吃音があり、社会人として働く大原さんにインタビューしました。まだまだ社会的認知度が低く、誤解もされやすい吃音ですが、大原さんは吃音カードを作るなどアクティブに工夫しています。ふつうは物を説明するために言葉があるけれど、吃音の場合には、言葉を説明するためのキャプションを物でつける。モノボケ的な笑いの取り方含め、ふたつのコミュニケーションチャンネルをうまく使っていることが印象的でした。


◎吃音カード

伊藤 メールをいただいてありがとうございます。今の吃音の状態は難発が中心で、連発が混じる感じですか?

 

大原 はい、難発が中心です。

 

伊藤 子供ころから状態は変化していますか?

 

大原 自分は父親もそうなんで、遺伝の関係で。トレーニングで少しよくなって、また悪くなっての繰り返しですね。

 

伊藤 いまはいいほうですか?

 

大原 いまはいいほうですね。学生のときが一番ひどかったです。

 

伊藤 どんな感じでしたか?

 

大原 あいさつもできないというか、言っても向こうが何を言いたいのか分からない状態ですね。

 

伊藤 トレーニングに通っていたのはいつですか?

 

大原 いまも行っているんですが、高校生から始めました。

 

伊藤 どんなことをするんですか?

 

大原 病院と電話でのトレーニングを受けています。

 

伊藤 電話でやるんですね。電話は話しにくくないですか。

 

大原 電話は、名前は言えますが、時間がかかって、あいさつはトレーニングのおかげでよくなりました。

 

伊藤 トレーニングは、言えるフレーズを増やす感じの内容なんですね。

 

大原 はい。

 

伊藤 ということは、慣れた言葉は言える、という感じなんですね。

 

大原 そうですね。

 

伊藤 逆にまったく新しい言葉になると、自分の中でもハードルがあがりますか?

 

大原 話したいときに言いにくい言葉があったら、それでもう、雰囲気がまったく変わっちゃって、まったく言えなくなりますね。

 

伊藤 雰囲気が変わるって面白い表現ですね。どういう変わり方ですか。

 

大原 なんか、急に言いにくいのが入ってきますね。

 

伊藤 自分の状態が変わるんですね。

 

大原 はい。

 

伊藤 その感覚は何かにたとえられますか?

 

大原 えーと…急にステージに行って、発表するような感じで、緊張の度がすごくなりますね。

 

伊藤 その力は強力だと思うんですが、自分なりに何か工夫をすることはありますか?

 

大原 いまは、そうなったら自分では、えーとですね、あの、カードみたいなのを作っていて、それを見せます。そうすると相手も、「あ、そうか」ってなります。

 

伊藤 なるほど。そのカード、見せてもらうことはできますか?

 

大原 はい。

 

伊藤 ありがとうございます。

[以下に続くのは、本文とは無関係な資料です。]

PR #1374, opened 2026-09-10
fix(session): serialize terminal tool settlement behind per-call state writes

### LINKED ISSUE #1335: bug(session): late Bash metadata can overwrite completed/error tool state with running
## Summary

A late Bash output/metadata update can overwrite an already-settled tool part with `status: running`, removing its terminal output and end timestamp. Observability records successful settlement while durable session state remains running.

Inspected a Linux source build based on upstream `62c546c60` (local changes are unrelated provider-model allowlisting). No production sessions were modified or restarted.

## Evidence

Two sampled Bash calls from separate child sessions show:

| Event | Call A, relative ms | Call B, relative ms |
| --- | ---: | ---: |
| tool.start | 0 | 0 |
| process.child.close | 23 | 17 |
| tool.execute.end | 24 | 17 |
| tool.settle.start (completed) | 31 | 25 |
| tool.settle.end (completed) | 32 | 26 |

Child close reported exit code 1 for A, 0 for B, and `drainTimedOut: false` for both. Bash normally returns its result even for a nonzero shell exit. Tool spans were `ok`, approximately 31 ms and 25 ms.

Subsequent durable parts nevertheless had:
- `state.status: running`;
- captured text in `state.metadata.output`;
- no terminal `state.output` or `state.time.end`.

The two inspected child sessions contained 18 and 38 such running Bash parts respectively, with no duplicate call IDs/terminal counterparts. These observations do not establish that this bug caused all child-session wall time; the model continued doing other work.

## Root cause

Relevant sources at the inspected upstream base:
- [Bash metadata/close handling](https://github.com/SII-Holos/synergy/blob/62c546c60/packages/synergy/src/tool/bash/local.ts)
- [Processor state updates and settlement](https://github.com/SII-Holos/synergy/blob/62c546c60/packages/synergy/src/session/processor.ts)
- [Full-part persistence](https://github.com/SII-Holos/synergy/blob/62c546c60/packages/synergy/src/session/index.ts)

1. Bash's `flushMetadata()` calls asynchronous `ctx.metadata(...)` without awaiting it. `finishClose()` can flush final output and resolve child completion immediately.
2. Processor `flushToolCallState()` snapshots a running part and passes a full `status: running` replacement to `Session.updatePart()`.
3. Metadata updates are serialized with one another via `toolCallStateUpdates`, but `settleToolPart()` does not share/drain that queue.
4. Persistence has asynchronous work before writing the full part. An already-started stale running update can commit after terminal settlement.
5. `settledToolCalls` remains set. Cleanup paths skip those IDs, so the persisted regression is not repaired.

The status guard before the asynchronous write is insufficient to prevent this interleaving.

## Deterministic isolated reproduction

I extracted the current `settleToolPart`, `stageToolCallState`, `flushToolCallState`, `queueToolCallStateFlush`, and `updateToolCallState` functions verbatim into a Bun harness, using the actual pure `ToolTimeout.mergeMetadata` helper. Persistence and observability were stubbed; this is a controlled race reproduction, not a full runtime integration test.

Arrange `Session.updatePart` to pause a running-state write before committing its snapshot, while allowing terminal writes through:

```ts
const pending = updateToolCallState(callID, {
  input: { command: "printf ok" },
  metadata: { output: "ok" },
});
await runningWriteEntered;
await settleToolPart(part, completedOutcome);
assert(disk.state.status === "completed");
releaseRunningWrite();
await pending;
// Actual: disk.state.status === "running"
// state.output and state.time.end are missing
// settledToolCalls.has(callID) === true
```

Repeated with an error outcome: `error -> running` reproduces identically.

## Expected behavior / suggested fix

Terminal tool states must not regress after late output/metadata updates.

- Serialize terminal settlement with per-call state writes, including updates already in flight.
- Reject or safely merge late metadata without replacing terminal state/output/timestamps.
- Await/drain final Bash metadata updates; do not rely only on fixing this producer, because the processor owns lifecycle correctness.
- Keep in-memory tracking and persisted state consistent; cleanup must not silently skip a durably nonterminal part merely because an ID was marked settled.

Suggested regression coverage: completion/error racing final metadata; multiple queued metadata updates; disposal/cleanup; ensure genuine running/background tools retain correct behavior.

Related but distinct: #857 concerns execution never settling after timeout. Here execution and settlement both finish successfully and durable state regresses afterward.

yzxoi:
## Summary

Fixes #1335.

A late tool metadata/output flush could overwrite an already-settled tool part with `status: running`, dropping its terminal output and end timestamp from durable state while observability recorded a successful settlement. `settleToolPart()` now registers the terminal write on the same per-call `toolCallStateUpdates` queue that already serializes metadata flushes:

- settlement waits behind queued and in-flight running-state flushes for the same call, and flushes queued mid-settlement run behind the terminal write
- the in-memory tool part is moved to its terminal state as soon as the durable write lands, so the running-status guard in `flushToolCallState`, the settled-stream-event filter, and the `settledToolCalls` set all stop stale writers
- the unresolved-parts cleanup path settles through `settleToolPart()` instead of issuing its own full-part error write, and `markAutoExpanded()` skips late writes once a call is settled

Bash keeps its fire-and-forget final metadata flush; the processor owns settlement ordering because it owns tool lifecycle correctness. A decision record under `docs/decisions/implemented/bug-fix/` documents the ordering contract and rejected alternatives (awaiting Bash metadata, durable re-read guards, storage-layer versioning, post-hoc repair).

## Test plan

- New regression suite `packages/harness/test/session/tool-settlement-race.test.ts` gates `Session.updatePart` to hold an in-flight running write while settlement runs, asserting the terminal write serializes behind it and the durable part ends completed/error with output and `time.end` intact. Fails on the pre-fix processor; passes after.
- `bun test test/session/tool-settlement-race.test.ts` — 4/4 pass
- `bun test test/session/` — 717/718 pass (one pre-existing `rollout-migration` flake that passes in isolation, unrelated to this diff)
- `bun run typecheck` — 27/27 packages
- `bun run quality:quick` — 17/17 gates


yzxoi (commented):
Reviewed the current head and reused the existing review findings. The latest implementation fences terminal settlement before queued writes, reads live streaming metadata after pending writes complete, and rejects replay during settlement. The regression asserts write/terminal ordering explicitly. No remaining blocking findings.

Validation: targeted tool-settlement tests (4 passed), all 17 local quality gates, and the full CI required gate passed on 2aefc3804a9d29621b414131ecc8be464ee49d51 after updating from dev.

PR #1375, opened 2026-09-10
fix(enforcement): unify read-only shell catalog to end autonomous external-write false positives

EricSanchezok:
Benign read-only compounds such as `ls <dir> && echo --- && ls <dir> | grep pattern` were denied in autonomous mode because command and find/fd execution classifiers used different utility catalogs. Both now validate through one invocation-aware catalog.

このカードは、ふだんは結構つかっていますか?

 

大原 飲食店とかで使っていますね。

 

伊藤 相手の反応はどうですか。「ゆっくり話しますから」と書いてあるので、待ってくれる感じですか。

 

大原 ふつうの人が話すような注文じゃなくて、不自然な話し方であれば注文できるので、それでやっています。

 

伊藤 筆談はしますか?

 

大原 筆談は、あまりしたくないです。

 

伊藤 どうしてですか?

 

大原 筆談してしまうと、障害者というイメージになってしまうから…。

 

伊藤 なるほど。だから時間がかかっても話したいんですね。飲食店のほかに、このカードを使うことはありますか?

 

大原 持っていても、使わないこともあります。

 

伊藤 持っていると安心、というお守り的な要素もありそうですね。

   お父さんも吃音があるということでしたが、子供の頃、お父さんのことをどう見ていましたか。

 

大原 おかしいなとは思っていましたが、吃音だとは分かりませんでした。

 

伊藤 ご自分自身の吃音に気づいたのはいつごろですか。

 

大原 小学生3年生くりのときに、国語の授業の音読で分かりました。

 

伊藤 言葉がでにくいことに気づいた、ということですか?

 

大原 そうですね。

 

伊藤 それまではしゃべりにくいことに気づいていなかったんですか?

 

大原 それより前は、文章で言う機会があまりなくて、短い言葉だったら言えるんで、そういうふうに話していました。

 

伊藤 長くしゃべらないで、短くしゃべるように、自然になっていた、ということですね。

 国語の音読のときはどんな感じでしたか。

 

大原 そのときは、おかしいというよりも、周りの反応を気にしていましたね。

 

伊藤 周りに何か言われたということですか?

 

大原 言われてはないですけど、「引く」という感じでしたね。

 

伊藤 そのときに、お父さんのこととはすぐに結びつきましたか?

 

大原 そうですね。

 

伊藤 吃音は、子供のころは思い通りにならなくて苦しかったり、ストレスがたまったりすると思うんですが、悩むことはありましたか?

 

大原 友達は多くはなかったですね。自分を受け入れてくれる人はしゃべってくれるけど、それ以外の人はしゃべってくれない感じでしたね。

 

伊藤 なるほど。言えないという辛さが爆発したり、家族に当たってしまうことはなかったですか?

 

大原 そういうときは、違う趣味で忘れるようにしていました。好きな音楽を聴いていました。

 

伊藤 カラオケは行きますか?

 

大原 自分では歌わないです。

 

伊藤 言葉が出ないときには言ってほしいですか?

 

大原 そういうときは、他の言葉で言い換えます。固有名詞のときは、向こうが察してくれたらいいですね。

 

伊藤 言い換えをいやがる人もいますが、そのような感覚はありますか。

 

大原 言い換えても普通の人のような話し方ではないんで…でも自分ではあまり気にしていないですね。

 

◎名札交換ジョーク

伊藤 お話されるときに、「なんか」とか「なんだろう」のような、つなぎみたいな言葉は、すっと出ますね。意識していないからですかね。

 

大原 言おうとしたらどもるけど、とっさに言えば、言えますね。

 

伊藤 だからあいさつのような定型の言葉は、習慣がつくとしゃべれるようになるんでしょうね。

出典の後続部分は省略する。